## Work to be completed
Each line in the entries below that holds the string "while" must be copied.

## Given data

PR #1528, opened 2026-05-14
fix: pre-bind handle variables to avoid Python 3.14 NameError in closure cells

### LINKED ISSUE #1517: Title: Python 3.14 Compatibility: NameError in _outbound_schedule_activity due to eager closure-cell inspection

I am upgrading a production service to use the latest Python environments (specifically testing against Python 3.14 alpha/dev builds). I encountered a regression where Temporal workflows fail immediately when scheduling activities due to changes in how Python 3.14 handles `asyncio.Task` initialization and closure cell inspection. I am reporting this so the SDK can be made compatible with the upcoming Python 3.14 release.

---

### Describe the bug

In Python 3.14, any workflow calling `await workflow.execute_activity(...)` fails with a `NameError`.

This is caused by a "binding lag" in `_workflow_instance.py`. The variable `handle` is annotated but not assigned a value before it is referenced inside the `run_activity` closure. While previous Python versions (up to 3.13) deferred the inspection of these cells until the coroutine actually executed, Python 3.14’s `asyncio.Task` constructor (specifically when `set_name` is called) eagerly inspects the cells. Because the task is created in the same expression that binds the name, the inspection happens while the cell is still empty, triggering the error.

**Traceback:**

```python
  File ".../temporalio/worker/_workflow_instance.py", line 1921, in _outbound_schedule_activity
    handle = _ActivityHandle(self, input, run_activity())
  File ".../temporalio/worker/_workflow_instance.py", line 3047, in _ActivityHandle.__init__
    instance._register_task(self, name=f"activity: {input.activity}")
  File ".../temporalio/worker/_workflow_instance.py", line 2458, in _register_task
    task.set_name(name)
NameError: cannot access free variable 'handle' where it is not associated with a value in enclosing scope

```

---

### Minimal Reproduction

1. Use a Python 3.14 environment (e.g., `cgr.dev/chainguard/python:latest-dev`).
2. Run any standard "Hello World" workflow.
3. Attempt to execute an activity.
4. The worker will catch a `NameError` during the `_outbound_schedule_activity` call.

**The problematic code pattern in `_workflow_instance.py`:**

```python
handle: _ActivityHandle  # Created but UNBOUND

async def run_activity() -> Any:
    while True:
        handle._started = True  # Closure reference
        ...

# Python 3.14 fails here because run_activity() 
# is inspected during Task creation inside the _ActivityHandle init
handle = _ActivityHandle(self, input, run_activity()) 

```

---

### Environment/Versions

* **OS and processor:** Linux (verified on x86_64/Aarch64 via Chainguard images)
* **Temporal Version:** SDK versions 1.21.1 through 1.26.0 (current stable range)
* **Python Version:** 3.14.0a (early 2026 dev builds)
* **Deployment:** Docker-based workers

---

### Additional context

A temporary runtime patch confirms that pre-binding the variable resolves the issue:

```python
handle: Optional[_ActivityHandle] = None # Explicit binding fixes the NameError

```

This issue will likely affect all users as they begin migrating to Python 3.14 later this year, or those using "floating" rolling-release base images in their CI/CD pipelines.

rmotgi1227:
## Summary

Closes #1517.

Python 3.14 changed `asyncio.Task` to **eagerly inspect a coroutine's closure cells** when `task.set_name()` is called (CPython [gh-126004](https://github.com/python/cpython/issues/126004)). If a cell is unbound at that moment the interpreter raises:

```
NameError: cannot access free variable 'handle' where it is not
associated with a value in enclosing scope
```

Three methods in `_workflow_instance.py` had this pattern:

```python
handle: _ActivityHandle          # annotation only — cell is EMPTY

async def run_activity() -> Any:
    handle._started = True       # closure over the empty cell

handle = _ActivityHandle(self, input, run_activity())
# ↑ constructor calls _register_task → task.set_name()
#   Python 3.14 inspects run_activity's cells → NameError
```

The same pattern exists in `_outbound_start_child_workflow` (`_ChildWorkflowHandle`) and `_outbound_start_nexus_operation` (`_NexusOperationHandle`).

## Fix

Replace the bare annotation with a `cast`-annotated assignment:

```python
handle = cast(_ActivityHandle, None)   # cell is now BOUND (to None)
```

`cast` is already imported; it is a no-op at runtime (returns its second argument) but preserves the static type. By the time the coroutine actually runs, the outer `handle = _ActivityHandle(...)` line has completed and the variable holds the real object, so no code ever observes the temporary `None`.

## Changes

`temporalio/worker/_workflow_instance.py`

| Location | Handle type | Change |
|---|---|---|
| `_outbound_schedule_activity` | `_ActivityHandle` | `handle: _ActivityHandle` → `handle = cast(_ActivityHandle, None)` |
| `_outbound_start_child_workflow` | `_ChildWorkflowHandle` | same pattern |
| `_outbound_start_nexus_operation` | `_NexusOperationHandle[OutputT]` | same pattern |

## Test plan

- [x] Reproducer from #1517 no longer raises `NameError` on Python 3.14
- [x] Existing unit tests pass (`python -m pytest tests/`)
- [x] No changes to public API or wire protocol

### DIFF
--- a/temporalio/worker/_workflow_instance.py
+++ b/temporalio/worker/_workflow_instance.py
@@ -1887,7 +1887,11 @@ class _WorkflowInstanceImpl(  # type: ignore[reportImplicitAbstractClass]
                 "Activity must have start_to_close_timeout or schedule_to_close_timeout"
             )
 
-        handle: _ActivityHandle
+        # Pre-bind handle to None so the closure cell is not empty when
+        # Python 3.14's asyncio.Task inspects it eagerly during task naming.
+        # The coroutine only executes after the real _ActivityHandle is assigned
+        # below, so handle is always the correct object by the time it is used.
+        handle = cast(_ActivityHandle, None)
 
         # Function that runs in the handle
         async def run_activity() -> Any:
@@ -1977,7 +1981,9 @@ class _WorkflowInstanceImpl(  # type: ignore[reportImplicitAbstractClass]
     async def _outbound_start_child_workflow(
         self, input: StartChildWorkflowInput
     ) -> _ChildWorkflowHandle:
-        handle: _ChildWorkflowHandle
+        # Pre-bind handle to None so the closure cell is not empty when
+        # Python 3.14's asyncio.Task inspects it eagerly during task naming.
+        handle = cast(_ChildWorkflowHandle, None)
 
         # Common code for handling cancel for start and run
         def apply_child_cancel_error() -> None:
@@ -2042,7 +2048,9 @@ class _WorkflowInstanceImpl(  # type: ignore[reportImplicitAbstractClass]
         # resolved with an operation token). See comments in tests/worker/test_nexus.py for worked
         # examples of the evolution of the resulting handle state machine in the sync and async
         # Nexus response cases.
-        handle: _NexusOperationHandle[OutputT]
+        # Pre-bind handle to None so the closure cell is not empty when
+        # Python 3.14's asyncio.Task inspects it eagerly during task naming.
+        handle = cast(_NexusOperationHandle[OutputT], None)
 
         async def operation_handle_fn() -> OutputT:
             while True:


tconley1428:
We can't review without the CLA, closing since it has been some time.

PR #1532, opened 2026-05-14
Fix ruff format in test_tracing_env_override.py

brianstrauch:
## Summary
- Reformat `tests/contrib/langsmith/test_tracing_env_override.py` to satisfy `ruff format --check` (added in `92cab10e`).

## Test plan
- [x] `uv run poe lint` passes


tconley1428:
#1531 I beat you to it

## Solution to the problem
This is caused by a "binding lag" in `_workflow_instance.py`. The variable `handle` is annotated but not assigned a value before it is referenced inside the `run_activity` closure. While previous Python versions (up to 3.13) deferred the inspection of these cells until the coroutine actually executed, Python 3.14’s `asyncio.Task` constructor (specifically when `set_name` is called) eagerly inspects the cells. Because the task is created in the same expression that binds the name, the inspection happens while the cell is still empty, triggering the error.
    while True:
             while True:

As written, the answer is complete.